Прошло пять лет. Новый небоскреб построен на этом месте два года назад. В нем больше 40 этажей. Сейчас он сверкает стеклом и металлом. А на уровне первого этажа висит реклама, сулящая потенциальным жильцам шикарный вид из окон квартир этого дома. А поскольку реклама фотографическая, то на ней, в частности, изображен мой дом напротив. Один дом ссылается на другой: новый небоскреб ссылается на мой дом, мой дом – на какой-нибудь другой дом, под окнами моего дома течет река, которая отражает в себе вообще все дома и является частью океана. Это все аспекты того же блоковского «радости-страдания», «горя-счастья».
Чем является для тебя Нью-Йорк по отношению к остальной Америке?
Нью-Йорк совершенно ни на что не похож. Я не понимаю, почему мне везде плохо, кроме Нью-Йорка, но это факт.
Невроз Вуди Аллена?
Именно. Кстати, в фильме «Энни Холл», где Вуди ухаживает за барышней-американкой из Мидвеста[355]
, есть кадр, когда он видит себя глазами ее родителей в штраймле и в пейсах. Бродский с болью говорил об этом фильме: «Когда я ухаживал за Мариной Басмановой, ее родители меня ненавидели, потому что я еврей. Они видели меня таким, как в этом фильме»[356]. «Энни Холл» я посмотрела исключительно из-за Бродского, прочитав эти его слова. Фильм вышел в середине 70-х годов, и для Бродского тогда он был настоящим событием.В русской литературной традиции Нью-Йорк – это скорее воплощение Америки, ее каменных капиталистических джунглей (то есть Горький мог бы с тем же успехом назвать всю Америку «страной желтого дьявола»). Как такая репрезентация Нью-Йорка уживается с представлением о нем как о городе эмигрантов, эмигрантской оторванности от корней? Где сходятся эти мифы?

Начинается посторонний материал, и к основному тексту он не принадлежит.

PR #1900, opened 2026-07-03
Normalize LM Studio exceptions

Dikshj:
# Thank you for opening a PR!

A few important guidelines and requirements before we can merge your PR:

- [x] We should be able to understand what the PR does from its title only;
- [x] There is a high-level description of the changes;
- [x] *If I add a new feature*, there is an issue discussing it already;
- [x] There are links to *all* the relevant issues, discussions and PRs;
- [x] The branch is rebased on the latest `main` commit;
- [x] **Commit messages** follow these guidelines;
- [x] One commit per logical change;
- [x] The code respects the current **naming conventions**;
- [x] Docstrings follow the numpy style guide;
- [x] `pre-commit` is installed and configured on your machine, and you ran it before opening the PR;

Для меня все нью-йоркские мифы затмила моя личная история. Но если говорить об эмиграции (или иммиграции), то, разумеется, здесь как бы нужно что-то кому-то доказать: преуспеть в бизнесе либо умереть под забором. И ты вдруг начинаешь делать то, на что никогда раньше не мог бы решиться. Я с детства нюхала книги, открывала их с тыльной стороны, то есть, видимо, всегда хотела не только писать, но и издавать, делать книги. Однако, не окажись я в Нью-Йорке, я никогда в жизни не стала бы издателем. Здесь что-то происходит с личностью: то, для чего ты, видимо, появился на свет, то, что сидело где-то глубоко внутри, начинает вдруг проступать. Ни в Питере, ни в Екатеринбурге, ни в Тагиле я не занималась книгоизданием. Хотя меня всегда поражали люди, которые сначала были поэтами, а потом вдруг становились издателями, или переводчиками, или еще кем-то. Они развивались, менялись, но у меня даже мысли такой никогда раньше не возникало.
А откуда пришло это желание издавать книги в Нью-Йорке? Город вселяет уверенность?
Это борьба. Тебе может быть хорошо и комфортно, но внутри происходит борьба: ты должен что-то здесь сделать – наверное, чтобы как-то оправдать свое присутствие здесь. Не то чтобы стать достойным этого гордого города, но просто соответствовать ему. В цикле «Манхэттенские романсы» у меня есть строчка: «Гордый город был внутри / тела океана…» Этому гордому городу ты должен как бы уподобиться.
Но ведь ни Горький, ни Маяковский, ни другие путешественники, писавшие о Нью-Йорке в начале XX века, не стремились ему «уподобиться». Наоборот, они уподобляли Нью-Йорк своим изначально предвзятым представлениям о нем. Хотя Маяковский, в отличие от Горького, все-таки немного «уподобляется» городу и становится его частью, глядя на Манхэттен с Бруклинского моста.
Дело в том, что они оба лгали.
Что особенно заметно у Маяковского.
Конечно. Начиная с Бруклинского моста. Просто у Маяковского, когда он написал, что Бруклинский мост над Гудзоном, а не над Ист-Ривер, эта ложь как бы вырвалась наружу. Яркий пример того, что ложь не выдерживает проверку языком.